Now for the controversial question that historians disagree on: how truly feminist was Nancy Astor? Even before 1919, Astor had feminist sympathies. In 1915 she was wrote often to Emmeline Pankhurst and later worked with suff­rage organ­isations facilit­ating meetings with senior Con­serv­atives politicians. And she worked to support legis­lation on women in the workplace and women's safety out on the streets. Despite claiming to be an ardent feminist, and considering herself a representative of working women, Nancy was one of the richest and most aristocratic women in Britain. Did she know how working families lived.. and suffered?

Astor linked up with women’s peace groups and regarded women as natural pacifists. Yet she vigorously pursued Anglo-German neutrality and entertained the Nazi top brass at her Cliveden seat!

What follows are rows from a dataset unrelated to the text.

PR #655, opened 2017-04-20
Add (?#review) comments to preemptive listings

tripleee:
For documentation, add a regex comment (which does not affect the matching behavior; it just gets quietly ignored) on recently added phrases which should be reviewed in a few days.

If we agree that this is a good idea, this should be codified and documented properly.

I tried to initiate a discussion at http://chat.stackexchange.com/transcript/message/36827286#36827286 but I have not seen any responses yet.  Also previously http://chat.stackexchange.com/transcript/message/36802878#36802878

> that was a solid 24/24 TP rate but I'm thinking we should simply blacklist on first sight when it's clear from context that it's yet another head on the Indian pharma spam hydra

I tagged the ones I added preemptively http://chat.stackexchange.com/search?q=preemptive&user=&room=11540 but this is obviously less than ideal.

### DIFF
--- a/bad_keywords.txt
+++ b/bad_keywords.txt
@@ -363,6 +363,6 @@ neuro\Wxr
 test\Wshred
 phallyx
 nuvapelle
-jullen(?#review)
+jullen
 nos\Wex(?#review)
 platinum\Wbeaute
--- a/bad_keywords.txt
+++ b/bad_keywords.txt
@@ -358,12 +358,12 @@ testx\Wcore
 lumidaire
 embova
 core\Wskincare
-leallure
+leallure(?#review)
 neuro\Wxr
 test\Wshred
 phallyx
 nuvapelle
 
-jullen
-nos\Wex
+jullen(?#review)
+nos\Wex(?#review)
 platinum\Wbeaute
--- a/bad_keywords.txt
+++ b/bad_keywords.txt
@@ -358,7 +358,7 @@ testx\Wcore
 lumidaire
 embova
 core\Wskincare
-leallure(?#review)
+leallure
 neuro\Wxr
 test\Wshred
 phallyx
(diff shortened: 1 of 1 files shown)


angussidney:
The question is, do we really want to be pre-emptively listing keywords? If we're in a position to say that this keyword will most likely be in a lot of spam posts, then we can almost guarantee that these spam posts are going to be caught by a lot of *other* reasons/keywords too. 

I can see this changing from 'this looks like a product name, it's only the first time we've seen it, but it's similar to other product names so let's blacklist it' to 'there's only five words in this post that haven't been blacklisted yet, which one should I do next?'

---

If we do decide to continue with this, but add comments to the regex, who is going to come back and remove them? When do we determine that 'yep, this was the right choice'?

tripleee:
The basic observation here is that the Indian pharma spammer seems to be spinning up new domain names and product names almost daily.  When we see spam which is otherwise similar to previously seen spam, but a new product name or domain name brings it close to the autoflagging threshold, my instinct is to blacklist the newcomer so as to avoid misses in the near future.  The reason we have multiple heuristics in the first place is that none of them are assumed to be perfect, and so by reasoning of "defense in depth" we want to do what we can to avoid false negatives from a high-volume spammer.

Case in point, the term "jullen" which I preemptively blacklisted earlier today just got its second hit: http://chat.stackexchange.com/transcript/message/36828152#36828152

(... and so I will update the pull request to remove the `(?#review)` tag on that.)

tripleee:
The broader question of "how do we keep blacklists focused, clean, and correct" is an important one, but this merely attempts to offer a crutch for the case where you are unsure whether what you want to do is going to be a good idea in the long run.

I also want to have a separate policy discussion about whether preemptively blacklisting new terms used by the Indian pharma spammer is something we want to tolerate or perhaps even encourage, but agreement on the basic mechanism here is really independent of the outcome from that discussion.

tripleee:
Pretty much oboleted by the !!/watch-keyword command

PR #7074, opened 2022-06-10
Thread safety 003: GlobalVars, git file actions, etc.

makyen:
This is another step towards thread safety for SD.

### This PR does the following:
* Add threading locks:
   * for values stored in the `GlobalVars` class in globalvars.py
      * Some values which are currently set once in ws.py do not have locks. As long as they are only set once when ws.py starts up, the need for a lock is low.
   * for file operations for any operation which affects files in the `git` repository.
      * This lock is ignored under some conditions (e.g. under some conditions when rebooting)
   * for reloading the blacklists/watchlists
   * for values in the `MetasmokeCache`
   * for `datahandling.last_feedbacked`
* Reorganizes the values in `GlobalVars` to make it more clear what values a lock applies to and how some of the values relate to each other.
* Increase use of existing locks in places where the values are accessed, but where the lock was not being obtained
* Adds a `thread_safe` value to be used in `Rule` detections based on functions to indicate that the function is thread safe. If the detection does not indicate that it's thread safe, then it's permitted to be run in a single thread at a time.
   * Currently, all function based `Rule` detections are not marked as `thread_safe`. Each function should be reviewed.
* Use Charcoal's fork of the `regex` package, which has additional changes for thread safety, primarily affecting the implicit `regex` cache.
* Use a `copy.deepcopy()` of the regex used for each regular expression based `Rule`.
   * I need to do more investigation into the code in the `regex` package to see if this is really needed here and within the implicit `regex` cache, but having it is the safe option.
* Adjust some uses of `.acquire()` and `.release()` to the `with` semantic where the necessary additional handling of exceptions, etc. didn't already exist. I did not do a global search for such situations, so there may still be some more.
* Make sure we're obtaining a lock for each set of values loaded from pickles in `datahandling.load_files()`
* Some bug fixes for bugs which I found while working on threading:
   * Don't double @create_rule on `mostly_non_latin()`
   * CPU starvation chat warning: inconsistent use of a variable name
   * `remove_all_from_notification_list()` didn't pass in the `msg._client.host`, which could result in removing the wrong notifications if there was a chat user ID conflict across chat servers.
* DRY: replace a use of `"errorLogs.db"` with `ErrorLogs.DB_FILE`, so the filename is only specified in one place.
* Adjust the titles in the parameterized test_findspam.py tests in order to make them more easily identifiable when looking at CI testing output.

This PR is not a complete and comprehensive review of thread safety for SmokeDetector. It is a step in the right direction and should, hopefully, prevent some of the intermittent failures we are experiencing in CI testing.

### Things still needed (not a comprehensive list):
* Review ChatExchange and our use of it with respect to thread safety.
* Review each of the function based `Rule` detections for thread safety.
* Use a better method of forcing single threaded use of function based `Rule` detections than just stalling waiting for the lock.
   * It would be better to skip them and return to them once other detections have run.
   * The main area where this may affect us is for detections which have long, network-based runtimes. While this will impact us, we will need to evaluate how much of an impact it has, but it can, probably, be alleviated by reviewing such rules for thread safety.
   * Doing this may get pushed into a planned/expected change to making the running of the individual `Rule` detections multi-threaded. One of the overall intents is to get to the point where the detections can be run in parallel, rather than single-threaded, at least to some degree.
* `regex` package:
   * review the core code to see if making deep copies is actually needed
   * Coordinate the changes in the `regex` package with the author of the package (e.g. there's a documented, changeable global value we don't use which would be a notable hassle to make thread safe, so need to determine if and how doing that is desired; submit a PR for existing changes)
* Review the `phonenumbers` package for thread safety.
   * Currently, this is handled by making the one detection which uses it as single threaded only. It may end up that we continue to use that method to handle this, rather than spend time making the package thread safe.


makyen:
Further testing indicates this is now introducing unacceptable side-effects in scanning. I'll re-submit a PR once those are resolved.

PR #7212, opened 2022-07-29
Add watch of Google redirection service

CoconutMacaroon:
Context is [here in the transcript in Charcoal HQ](https://chat.stackexchange.com/transcript/message/61684882). If I haven't already, I can also add a link to my GitHub from my SE profile to verify it is me (I'm `cocomac` on SE). Here's the tl;dr of the rationale:
* This domain AFAIK hasn't ever been legitimately used on SE
* It has ten TPs, but it is still a redirector not a spam site so I'm not blacklisting it outright as in theory it could be used not in spam
* It doesn't appear to be documented by Google (maybe somewhere?) so I don't think it will really get used legitimately

And a quick explanation of the regex as it is huge:
```none
(an OPTIONAL protocol) (some subdomain up to six characters*)(any Google domain)(a protocol**)(a domain name)
```
In the Google domain, the protocol is optional, but for the redirect thing to work, there has to be a protocol there

A few notes:
* This was too big for a chat message on SE, hence the manual PR
* If someone knows what the number before my username in the file is, feel free to fill it in properly


watched_keywords.txt
```diff
@@ -41515,3 +41515,4 @@
...
...le\.lu|google\.lv|google\.com\.ly|google\.co\.ma|google\.md|google\.me|google\.mg|google\.mk|google\.ml|google\.com\.mm|google\.mn|google\.ms|google\.com\.mt|google\.mu|google\.mv|google\.mw|google\.com\.mx|google\.com\.my|google\.co\.mz|google\.com\.na|google\.com\.ng|google\.com\.ni|google\.ne|google\.nl|google\.no|google\.com\.np|google\.nr|google\.nu|google\.co\.nz|google\.com\.om|google\.com\.pa|google\.com\.pe|google\.com\.pg|google\.com\.ph|google\.com\.pk|google\.pl|google\.pn|google\.com\.pr|google\.ps|google\.pt|google\.com\.py|google\.com\.qa|google\.ro|google\.ru|google\.rw|google\.com\.sa|google\.com\.sb|google\.sc|google\.se|google\.com\.sg|google\.sh|google\.si|google\.sk|google\.com\.sl|google\.sn|google\.so|google\.sm|google\.sr|google\.st|google\.com\.sv|google\.td|google\.tg|google\.co\.th|google\.com\.tj|google\.tl|google\.tm|google\.tn|google\.to|google\.com\.tr|google\.tt|google\.com\.tw|google\.co\.tz|google\.com\.ua|google\.co\.ug|google\.co\.uk|google\.com\.uy|google\.co\.uz|google\.com\.vc|google\.co\.ve|google\.vg|google\.co\.vi|google\.com\.vn|google\.vu|google\.ws|google\.rs|google\.co\.za|google\.co\.zm|google\.co\.zw|google\.cat)\/url\?q=https?:\/\/.?
```
tripleee, line 41518: Repeating `google` for every subdomain is bulky and inefficient, `foo\.bar|foo\.baz` can be refactored to `foo\.(?:bar|baz)` (or, of course, in this simple example case, to `foo\.ba[rz]`).

tripleee (changes requested):
Please refactor as suggested in review comment.

makyen:
Is there a reason to limit the possible matching google domains?

CoconutMacaroon:
@makyen I don't get what you mean... I don't want to match any random domain that has that pattern, so that is why I match the Google ones only. They are from [here](https://www.google.com/supported_domains) if you are wondering

watched_keywords.txt
tripleee: Much better, but a couple of minor tweaks still: the optional `https://` can be removed (there is no need to backslash the slashes, but just take out the thing entirely, as it doesn't contribute anything to the match) and the `.{0,6}` should probably be something like `(?:\w+\.)*+` ... or actually removed as well, actually.

tripleee: The ????? should be replaced with a Unix timestamp, the time you created this would usually be used, but the time right now (1659070435) is a suitable approximation.

tripleee (changes requested):
Still requesting a few tweaks.

tripleee:
If I get what @makyen is suggesting, I suppose it could be simplified to just `google(?:\.\w++)++` (which would however then also erroneously match `google.subdomain.of.example.com`)

watched_keywords.txt
CoconutMacaroon: Timestamp done, I've removed the `https://`, but I changed the `.{0,6}` to `.{0,16}` because if I remove it and someone adds the protocol, bookmarking on the regex will make it not work, so I think that is needed

makyen:
I was going to wait for a MS search using the original or second version of the regex to complete, so I could get an idea about what results that regex is returning and compare it against the regex below. However, the MS search I started using the original regex is *still* running (> 20 minutes), so I'm guessing a bit at what you're trying to find.

the regex here seems roughly equivalent to:
```
google(?:\.[a-z\d]+){1,2}/url\?q=https?://
```
which has results of [23 Total / 16 TP (69.57% TP) / 5 FP / 2 NAA](https://metasmoke.erwaysoftware.com/search?utf8=%E2%9C%93&title_is_regex=1&title=(%3Fs)google(%3F%3C%3D(%3F%3A%5E%7C%5Cb)google)(%3F%3A%5C.%5Ba-z%5Cd%5D%2B)%7B1%2C2%7D%2Furl%5C%3Fq%3Dhttps%3F%3A%2F%2F(%3F%3A%5Cb%7C%24)&body_is_regex=1&body=(%3Fs)google(%3F%3C%3D(%3F%3A%5E%7C%5Cb)google)(%3F%3A%5C.%5Ba-z%5Cd%5D%2B)%7B1%2C2%7D%2Furl%5C%3Fq%3Dhttps%3F%3A%2F%2F(%3F%3A%5Cb%7C%24)&username_is_regex=1&username=(%3Fs)google(%3F%3C%3D(%3F%3A%5E%7C%5Cb)google)(%3F%3A%5C.%5Ba-z%5Cd%5D%2B)%7B1%2C2%7D%2Furl%5C%3Fq%3Dhttps%3F%3A%2F%2F(%3F%3A%5Cb%7C%24)&or_search=1)

I'd note that there are, potentially, a notable number of uses of this on SE. Unfortunately, I'm not seeing a good way to search just for what is desired on SE, so to find how many, I'd probably start with a search for "/url\?q=https://" [in text](https://stackexchange.com/search?pagesize=100&q=%22%2Furl%5C%3Fq%3Dhttps%3A%2F%2F%22) (65) and [in URLs](https://stackexchange.com/search?q=url%3A%22%2Furl%5C%3Fq%3Dhttps%3A%2F%2F%22) (182). That's more than will actually match the regex, so I'd probably sample several of the hits to see if they are actual matches. Some of them certainly are, based just on the text on the search results page.

makyen:
The regex I'm suggesting above specifically is not capturing the actual intended destination URL, because doing so would prevent it from being caught by other watchlist entries. Having it be able to be caught by other watchlist entries will allow the people looking at the `why` data to see if the destination domain itself is currently watched on its own.

CoconutMacaroon:
Yeah, this regex was slow. IIRC, it was 10/0/1 for an earlier revision (should still be the same-ish results), that was just far more verbose. My guess is there won't be any meaningful amount of people legitametly using this as it doesn't appear to be documented anywhere that I saw. I'll try that one in a moment and look at it, one moment

watched_keywords.txt
tripleee: There should still be a separator, you want to match www.google but not shmgoogle

CoconutMacaroon:
@makyen I think I fixed it so that the end domain isn't included in the match, but I'm rusty on bookmarking so I'd double-check that. In theory, this should only watch the proper Google domains + subdomains, but shouldn't catch the part at the end

makyen:
If you're wanting to be more restrictive for the domain, then you could use something like:
```
google(?<!-google)(?:\.com?)?\.[a-z]{2,3}/url\?q=https?://
```

It gets the same [23 Total / 16 TP (69.57% TP) / 5 FP / 2 NAA](https://metasmoke.erwaysoftware.com/search?utf8=%E2%9C%93&title_is_regex=1&title=(%3Fs)google(%3F%3C%3D(%3F%3A%5E%7C%5Cb)google)(%3F%3C!-google)(%3F%3A%5C.com%3F)%3F%5C.%5Ba-z%5D%7B2%2C3%7D%2Furl%5C%3Fq%3Dhttps%3F%3A%2F%2F(%3F%3A%5Cb%7C%24)&body_is_regex=1&body=(%3Fs)google(%3F%3C%3D(%3F%3A%5E%7C%5Cb)google)(%3F%3C!-google)(%3F%3A%5C.com%3F)%3F%5C.%5Ba-z%5D%7B2%2C3%7D%2Furl%5C%3Fq%3Dhttps%3F%3A%2F%2F(%3F%3A%5Cb%7C%24)&username_is_regex=1&username=(%3Fs)google(%3F%3C%3D(%3F%3A%5E%7C%5Cb)google)(%3F%3C!-google)(%3F%3A%5C.com%3F)%3F%5C.%5Ba-z%5D%7B2%2C3%7D%2Furl%5C%3Fq%3Dhttps%3F%3A%2F%2F(%3F%3A%5Cb%7C%24)&or_search=1) results on MS, but substantially limits the possible matching domains, which would prevent many of the ways that the domain could be spoofed, while still matching all the valid domains at the link you provided.

I don't really see a need to prevent catching spoofed google-like domains for this, as spoofed domains that use this format are quite likely to be TP anyway.

CoconutMacaroon:
@makyen I totally agree, done!

makyen:
I looked through the first 10 of the [181 hits for "/url\?q=https://" in URLs on SE](https://stackexchange.com/search?q=url%3A%22%2Furl%5C%3Fq%3Dhttps%3A%2F%2F%22). All 10 were valid hits for this regex. So, we'll probably be wanting some limitations on matching in order to reduce FP. Based on those 10 posts, I'd recommend excluding some domains which are very unlikely to be FP.  In order to do that, I'd suggest the following regex:

```
google(?:\.[a-z\d]++){1,2}/url\?q=https?://(?!(?:www\.)?(?:google.com|(?:(?:[a-z\d]++\.){0,2}(?:stack(?:exchange|overflow)|superuser|serverfault|askubuntu|stackapps)\.com|mathoverflow\.net))[/\s"'<])
```

It excludes the main SE domains, and their subdomains, along with the main google domain. I expect that there will be more for which it would be helpful to exclude, but it will be easier to determine what's needed with more data, which is most easily acquired by adding it as a watch and then revisiting after some time of it being on the watchlist.

makyen:
I realized a couple of minutes ago that I went back to using the less restricted google domain version of the regex in my most recent suggestion. I was going to post a note switching it to the more restricted version, but then I noticed that [this post](https://metasmoke.erwaysoftware.com/post/312518) uses "maps.google.it.ao/url?q=https://". That domain, google.it.ao, isn't on the list of valid Google domains, and the regex which is more restrictive for the google domain wouldn't match it. However, it seems like it's something we should match. Admittedly, there's way more than enough other instances of this pattern in that particular post, such that yet one more match isn't needed to be caught, in that post. However, it could be beneficial for other posts.

Overall, I'd prefer to start with the regex which is less restrictive for the Google domain (i.e. the regex I most recently posted). We can always tighten it up later after finding out we don't need it more relaxed.

makyen:
How would you like to finish this off? I see a couple of general options:

1. Resolve the merge conflicts and merge this PR. Resolving merge conflicts can be a bit frustrating, particularly the first times you do it. It's made a bit less convenient by the fact that the watched_keywords.txt file is too large to use the GitHub online tools (although, personally, I don't like how GitHub resolves merge conflicts, as it can leave a pre-merge commit which is quite disingenuous as to what changes are really being made). There are a variety of ways to resolve the conflicts. Which you'd use depends on what you're comfortable with.
2. You originally created this PR because the watch entry was substantially larger than what would fit into a chat message. Given that the regex which was the end result of everyone working on this is substantially shorter and can fit into a chat message, the easiest thing to do is to just close this PR and use:
    ```
    !!/watch google(?:\.[a-z\d]++){1,2}/url\?q=https?://(?!(?:www\.)?(?:google.com|(?:(?:[a-z\d]++\.){0,2}(?:stack(?:exchange|overflow)|superuser|serverfault|askubuntu|stackapps)\.com|mathoverflow\.net))[/\s"'<])
    ```
   in Charcoal HQ to create a new, automatically-generated PR.

I'm fine with either way, or another way, if you want to do something else. If it was me, I'd probably choose to use `!!/watch`, because it's now possible and easy.

makyen:
Superseded by #7221.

American-born Astor was xenophobic, anti-Semitic and anti-Catholic. Certainly Nancy did not invent pre-WW2 anti-Semitism in Britain and was reflecting only what she believed was the prevalent philosophy then. The racist and anti-Semitic prejudices of her time were found in many men who held similar views. Astor was pilloried in the German-appeasement and anti-Semitic debates, yet she was surrounded by like-minded senior men who escaped scrutiny. Her gender made people judge her by a higher standard.
 
Nancy and Waldorf Astor in 1920

Astor quickly grew into her role as the first woman MP. She could well have steered clear of women’s issues, as many of her Tory colleagues did. But she was det­ermined to prove that women were as physically capable of being full participants in the rigours of political life as men; in fact women were even MORE suited to pub­lic life as women had moral courage. Female moral cour­age was a constant theme throughout her speeches. But for a woman like Astor to be openly racist and openly anti-Semitic was nasty.